## Exercise directions
Transcribe, exactly as they appear, only the lines from the one holding "Fix .id to reset state when it changes" through the end of the entries below.

=== Section Start ===

PR #330, opened 2026-02-09
Fix .id to reset state when it changes

aabewhite:
Fix for https://github.com/skiptools/skip-ui/issues/274


aabewhite:
This is a little dangerous because it affects the state tracking of anyone using .id modifier, and it isn't super well tested

marcprux:
This seems to work well in my experimentation!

=== Section End ===

## Solution for this exercise
Fix .id to reset state when it changes

aabewhite:
Fix for https://github.com/skiptools/skip-ui/issues/274


aabewhite:
This is a little dangerous because it affects the state tracking of anyone using .id modifier, and it isn't super well tested

marcprux:
This seems to work well in my experimentation!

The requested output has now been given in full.